La realidad es simultánea, el lenguaje sucesivo, las palabras resultan limitadas para capturar la totalidad de los hechos en su contemporaneidad, la manera en que se inscriben en la memoria tampoco guarda correspondencia con ninguna secuencia cronológica, toda nuestra historia coexiste allí como un magma indiferenciado, que sólo puede ser enfriado y clasificado por un sistemático trabajo de correspondencias con datos y sucesos externos, en mi caso ese ordenador termina siendo las revistas recuperadas, sus fechas, y así y todo subsiste una zona incierta, nebulosa, que me obliga una y otra vez a tomar partido entre lo que recuerdo –o creo recordar- y lo que me muestran las páginas amarillentas.
Previo a que me prestaran “El delator”, ya otro viejo, sereno de la galería CADU, se entretiene con la lectura de historietas. Mamá y papá lo conocen y se paran a charlar, es el padre de la amiga de mamá que después cumpliría años –el día que yo releo “El pueblo perdido”-, teniendo yo cuatro ese día de la galería CADU, octubre del ’61, porque con lo que el sereno –o encargado de vigilancia, porque los serenos son cuidadores nocturnos, y como dije, era de día-… con lo que, digo, el sereno -o encargado- se entretiene, lectura interrumpida por el saludo y la charla de mamá y papá que me llevan de la mano, cuidando que no me escape, ya que la galería CADU tenía al fondo una puertita que daba al vacío, lo que el sereno sujeta en la mano, y ahora no lee, pero seguirá leyendo no bien mamá y papá se despidan, debe ser “La cola del diablo”, flamante, recién aparecida, octubre del ’61, que no pude tener entonces y a pesar de eso lo deduzco de adulto, porque ni el viejo ni mamá y papá advierten ahora que mi atención –lejos de la temida por mamá y papá puerta abismal- está puesta en la hoja doblada, en ese cuadrito que recuerdo para siempre: Satanás –Mandinga- en un techo, empujando una caja fuerte para que caiga en la cabeza del Indio, y cuando finalmente, transcurridas las décadas, accedo a ese número, el cincuenta y ocho, “La cola del diablo”, en cuya tapa –una rareza- aparecen las señoritas de Pamela, luego llamadas Pamelitas, administradoras del asilo de ancianos donde el Indio es principal benefactor, y que van todos los meses a solicitarle su óbolo, para disgusto del Padrino… “La cola del diablo”, digo, de octubre del ’61, una de las primeras "Inéditas!", con la casi convicción de que allí voy a encontrar la imagen que atesoré durante tanto tiempo, me llevo otra sorpresa, como la del cangrejo en el semanario del indiecito, porque aparece, sí, la caja fuerte, y en otra secuencia Satanás observando desde arriba, pero no ambos elementos juntos, por lo que quizá no sólo haya contemplado el ejemplar detenido en un doblez, quizá el sereno me haya permitido ojearlo y así fue que dos dibujos distintos de la misma revista se fusionaron, se fijaron en otro falso recuerdo, como el del cangrejo.
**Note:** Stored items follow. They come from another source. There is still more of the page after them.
PR #7796, opened 2024-03-01
Expose more process info

JunkuiZhang:
This PR introduces two functions that are equivalent to their Unix counterparts:
```rust
// unix
let pty = alacritty_terminal::tty::new();
let fd = pty.file().as_raw_fd();
let pid = pty.child().id();
// Windows
let fd = pty.fd();
let pid = pty.pid()
```

### DIFF
--- a/alacritty_terminal/src/tty/windows/child.rs
+++ b/alacritty_terminal/src/tty/windows/child.rs
@@ -1,5 +1,6 @@
 use std::ffi::c_void;
 use std::io::Error;
+use std::num::NonZeroU32;
 use std::sync::atomic::{AtomicPtr, Ordering};
 use std::sync::{mpsc, Arc, Mutex};
 
@@ -43,7 +44,7 @@ pub struct ChildExitWatcher {
     event_rx: mpsc::Receiver<ChildEvent>,
     interest: Arc<Mutex<Option<Interest>>>,
     child_handle: HANDLE,
-    pid: u32,
+    pid: Option<NonZeroU32>,
 }
 
 impl ChildExitWatcher {
@@ -68,7 +69,7 @@ impl ChildExitWatcher {
         if success == 0 {
             Err(Error::last_os_error())
         } else {
-            let pid = unsafe { GetProcessId(child_handle) };
+            let pid = unsafe { NonZeroU32::new(GetProcessId(child_handle)) };
             Ok(ChildExitWatcher {
                 wait_handle: AtomicPtr::from(wait_handle as *mut c_void),
                 event_rx,
@@ -102,7 +103,7 @@ impl ChildExitWatcher {
     }
 
     /// Retrieve the Process ID associated to the underlying child process.
-    pub fn pid(&self) -> u32 {
+    pub fn pid(&self) -> Option<NonZeroU32> {
         self.pid
     }
 }
--- a/alacritty_terminal/src/tty/windows/child.rs
+++ b/alacritty_terminal/src/tty/windows/child.rs
@@ -8,7 +8,7 @@ use polling::{Event, Poller};
 
 use windows_sys::Win32::Foundation::{BOOLEAN, HANDLE};
 use windows_sys::Win32::System::Threading::{
-    RegisterWaitForSingleObject, UnregisterWait, INFINITE, WT_EXECUTEINWAITTHREAD,
+    GetProcessId, RegisterWaitForSingleObject, UnregisterWait, INFINITE, WT_EXECUTEINWAITTHREAD,
     WT_EXECUTEONLYONCE,
 };
 
@@ -42,6 +42,8 @@ pub struct ChildExitWatcher {
     wait_handle: AtomicPtr<c_void>,
     event_rx: mpsc::Receiver<ChildEvent>,
     interest: Arc<Mutex<Option<Interest>>>,
+    child_handle: HANDLE,
+    pid: u32,
 }
 
 impl ChildExitWatcher {
@@ -66,10 +68,13 @@ impl ChildExitWatcher {
         if success == 0 {
             Err(Error::last_os_error())
         } else {
+            let pid = unsafe { GetProcessId(child_handle) };
             Ok(ChildExitWatcher {
                 wait_handle: AtomicPtr::from(wait_handle as *mut c_void),
                 event_rx,
                 interest,
+                child_handle,
+                pid,
             })
         }
     }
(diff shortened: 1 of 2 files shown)


chrisduerr (commented):
Could you go into why you need this?

JunkuiZhang:
> Could you go into why you need this?

If this PR is accepted, it will make it easier to implement related features in[ Zed, a cross-platform editor](https://github.com/zed-industries/zed), as the terminal functionality within the editor is currently not fully developed on Windows. Thank you very much!

### related codes
https://github.com/zed-industries/zed/blob/91d1146d976bcf257e289d9523995b4c28d07c0e/crates/terminal/src/terminal.rs#L384C1-L404C39
```rust
let pty = match tty::new(
    &pty_options,
    TerminalSize::default().into(),
    window.window_id().as_u64(),
) {
    Ok(pty) => pty,
    Err(error) => {
        bail!(TerminalError {
            directory: working_directory,
                shell,
                source: error,
         });
    }
};

#[cfg(unix)]
let (fd, shell_pid) = (pty.file().as_raw_fd(), pty.child().id());

// todo("windows")
#[cfg(windows)]
let (fd, shell_pid) = (-1, 0);
```

alacritty_terminal/src/tty/windows/child.rs
```diff
@@ -85,6 +90,14 @@ impl ChildExitWatcher {
     pub fn deregister(&self) {
         *self.interest.lock().unwrap() = None;
     }
+
+    pub fn fd(&self) -> isize {
+        self.child_handle
+    }
```
kchibisov, line 96: This is generally not a `FD`? You should also document what exactly is getting returned here.

alacritty_terminal/src/tty/windows/mod.rs
```diff
@@ -47,6 +47,14 @@ impl Pty {
     ) -> Self {
         Self { backend: backend.into(), conout: conout.into(), conin: conin.into(), child_watcher }
     }
+
+    pub fn fd(&self) -> isize {
+        self.child_watcher.fd()
+    }
```
kchibisov, line 53: You should also document what exactly is getting returned here, because `isize` is clearly confusing. Maybe add a new type for that.

Also, can you generally close the alacritty terminal that way? Though, I think if you close it in between it won't create issues other than telling that pty got closed?

kchibisov (changes requested):
Would suggest in general always include the motivation behind the changes in commit message, so it'll be a bit clear next time.

alacritty_terminal/src/tty/windows/child.rs
JunkuiZhang: Sorry for the inconvenience, I'm still learning, not only coding but also how to collaborate. English is not my native language, so sometimes my ideas may not be expressed very accurately, please understand. Here, the return is the handle of the process. In the Windows environment, a handle is represented as an `isize`. Returning isize really confusing here, I will write as the `HANDLE` type. This handle can mainly be used to obtain the corresponding process ID (`pid`) through the Windows API `GetProcessID`.
I will convert this pr to draft.

alacritty_terminal/src/tty/windows/mod.rs
JunkuiZhang: Since its the process handle, people could do anything to it. Maybe make this function `unsafe`?
As this is just my initial idea, I wanted to get this information directly, so I simply wrote codes to get them. Given that this PR is still very immature, I have marked it as a draft. Any suggestions are welcome

alacritty_terminal/src/tty/windows/child.rs
kchibisov: No, I mean, if you name it as `fn handle` and not `fn fd` it'll be better, and also if you add a `///` explaining you're actually returning, for example with a link to microsoft docs for that.

Also, it should be for the type visible for users, so they can get a grasp of what it is on docsrs.

alacritty_terminal/src/tty/windows/mod.rs
kchibisov: I think keeping it safe is fine given that functions to manipulate with that `HANDLE` will be unsafe in rust, so it's kind of the same as with pointer, because getting it is safe, but touching is unsafe.

alacritty_terminal/src/tty/windows/child.rs
```diff
@@ -85,6 +90,21 @@ impl ChildExitWatcher {
...
+    /// and the handle is only guaranteed to be valid while the hosted application
+    /// has not yet been destroyed.
+    /// If you terminate the process using this handle, the terminal will get a
+    /// timeout error, and the child watcher will emit an `Exited` event.
+    pub fn raw_handle(&self) -> HANDLE {
+        self.child_handle
+    }
+
+    /// Retrieve the Process ID associated to the underlying child process.
+    pub fn pid(&self) -> u32 {
```
kchibisov, line 105: Maybe we should use `Option<NonZeroU32>` for that? Since the value is 0 when it errors and it generally can't be _zero_. Though, I'm not strong on that.

alacritty_terminal/src/tty/windows/child.rs
```diff
@@ -85,6 +90,21 @@ impl ChildExitWatcher {
     pub fn deregister(&self) {
         *self.interest.lock().unwrap() = None;
     }
+
+    /// Retrieve the process handle of the underlying child process.
+    /// This function does **not** pass ownership of the raw handle to you,
+    /// and the handle is only guaranteed to be valid while the hosted application
+    /// has not yet been destroyed.
+    /// If you terminate the process using this handle, the terminal will get a
+    /// timeout error, and the child watcher will emit an `Exited` event.
```
kchibisov, line 99: Just a bit less dense.

```suggestion
    /// Retrieve the process handle of the underlying child process.
    ///
    /// This function does **not** pass ownership of the raw handle to you, and the
    /// handle is only guaranteed to be valid while the hosted application has not
    /// yet been destroyed.
    ///
    /// If you terminate the process using this handle, the terminal will get
    /// timeout error, and the child watcher will emit an `Exited` event.
```

kchibisov (changes requested):
Just minor nits.

alacritty_terminal/src/tty/windows/child.rs
JunkuiZhang: > Maybe we should use `Option<NonZeroU32>` for that? Since the value is 0 when it errors and it generally can't be _zero_. Though, I'm not strong on that.

Oh, I forgot the error handling here, sorry.

alacritty_terminal/src/tty/windows/child.rs
JunkuiZhang: Done.

kchibisov (approved):

chrisduerr (approved):

kchibisov:
Thanks.

PR #7813, opened 2024-03-06
fix some typos

thirdkeyword:


chrisduerr (approved):
Generally fixing two insignificant typos like this doesn't provide value and only causes maintenance overhead.

But no reason not to merge it I suppose, just don't open PRs like this for repos unless you're actually contributing positively in some fashion.

PR #7816, opened 2024-03-07
Install script for Debian, and installation instructions 

LinuxUser255:
Hello, 

I created an install script for Debian, based on the instructions found on your INSTALL.md:
https://github.com/LinuxUser255/alacritty/blob/master/INSTALL.md

The goal was to make it faster and easier to install Alacritty on Debian, as it is not in their apt package manager.
I also added instructions on running the script and setting up the config file, alacritty.toml on the README.md.  

The install_alacritty.sh is also documented. 

Any questions, etc, let me know.

Thanks,
- Chris

### DIFF
--- a/README.md
+++ b/README.md
@@ -40,10 +40,54 @@ You can find an overview over the features available in Alacritty [here](./docs/
 ## Installation
 
 Alacritty can be installed by using various package managers on Linux, BSD,
-macOS and Windows.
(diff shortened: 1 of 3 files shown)


kchibisov:
Thanks, but not interested. 

>as it is not in their apt package manager.

it's packages by both `Debian` and `Ubuntu`.

PR #4763, opened 2021-02-05
Support for graphics in the terminal

ayosec:
This patch adds support for graphics in the terminal. Graphics can be sent as Sixel images.

## New features

* Ability to render graphics in the grid.
* Support for Sixel images.

## Sixel parser

The Sixel parser is based on the [SIXEL GRAPHICS EXTENSION](https://archive.org/details/bitsavers_decstandar0VideoSystemsReferenceManualDec91_74264381/page/n907/mode/2up) chapter in a DEC manual.

The support is complete except for the pixel aspect ratio parameters. According to the manual, a Sixel image can specify that it expects a specific shape for the pixels in the device, but in none of terminals that I checked these parameters had any effect: they always assume a 1:1 ratio. Also, I didn't find any Sixel generator that emits a different ratio. To avoid extra complexity in the parser, it always assume 1:1 when the image is built.

There are two new terminal modes:

* `SixelScrolling` (`80`)

    If enabled, new graphics are inserted at the cursor position, and they can scroll the grid.

    If disabled, new graphics are inserted at top-left, and they are limited by the height of the window.

* `SixelPrivateColorRegisters` (`1070`)

    If enabled, every Sixel parser has its own color palette.

    If disabled, Sixel images can share a color palette.

    Initially I didn't plan to support this mode, since it seems to be specific to xterm, but when I was testing applications using Sixel I found that mpv uses it to reuse a palette between video frames. Since mpv is based on libsixel, I guess that this feature could be used by more applications.

Both modes are enabled by default.

The function to convert HLS colors to RGB is a direct port of the implementation of the same [function in xterm](https://github.com/ThomasDickey/xterm-snapshots/blob/xterm-364/graphics.c#L1076-L1158). I verified that the function emits the same results in all combinations of values 0, 30, 60, 90, and 100 in every color component. Only a few of these combinations were left in the tests to reduce the noise in the code.

To test the parser there are Sixel images generated with 3 different applications. For each one, there is a `.rgba` file in the same directory with the expected RGBA values. The commands to produce these files are in [`alacritty_terminal/tests/sixel/README.md`](https://github.com/ayosec/alacritty/blob/graphics/alacritty_terminal/tests/sixel/).

###  Byte `90` as DCS

Sixel images using byte `90` as DCS are not supported. DCS can be either `ESC P` or `90`, but the `vte` crate only recognizes `ESC P`. I guess that this is because `90` can be a continuation byte in a UTF-8 sequence (two most significant bits are `10`), so it can be a valid input from users.

[...]

PR #7822, opened 2024-03-09
Fix pty's pixelsize being zero until resize

kchibisov:
117719b3 removed the extra call for TIOCSWINSZ, however the first call was not setting the pixelsize for _unknown_ reason, which regressed some clients.

Fixes: 117719b3 (Remove extra TIOCSWINSZ)

--

It was like that since the start of alacritty, and then it was just carried. The second call to resize the PTY just masked the issue.

### DIFF
--- a/alacritty_terminal/src/tty/unix.rs
+++ b/alacritty_terminal/src/tty/unix.rs
@@ -4,7 +4,6 @@ use std::ffi::CStr;
 use std::fs::File;
 use std::io::{Error, ErrorKind, Read, Result};
 use std::mem::MaybeUninit;
-use std::os::fd::OwnedFd;
 use std::os::unix::io::{AsRawFd, FromRawFd};
 use std::os::unix::net::UnixStream;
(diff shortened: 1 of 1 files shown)


chrisduerr (commented):
> unknown reason

It's not an unknown reason. `ws_xpixel` and `ws_ypixel` are unused according to kernel documentation.

Which application is relying on these?

kchibisov:
>It's not an unknown reason. ws_xpixel and ws_ypixel are unused according to kernel documentation.

https://github.com/alacritty/alacritty/pull/4763#issuecomment-1986964873

We also set it via `on_resize` so we should either never set it or we should always set it. 

Right now we don't set it for create, but we set it later, and it was also always set before, so don't see why we shouldn't stick to behavior we had.

chrisduerr (approved):
I suppose there's no reason not to set it if we have the information, even if it shouldn't be used. It's also just simpler, which is nice.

Pero si fuera que el sereno me la prestó para ojearla no sería motu proprio, mamá tendría que haberle comentado antes que a mí me gustaban esas revistas, y después que yo señalara el ejemplar, llamando la atención de ella o algo por el estilo. Y ahora que lo conjeturo me parece que sí, que es lo que efectivamente debe haber sucedido, aunque tenga el resquemor que esta sea una más de las permanentes trampas de mi memoria.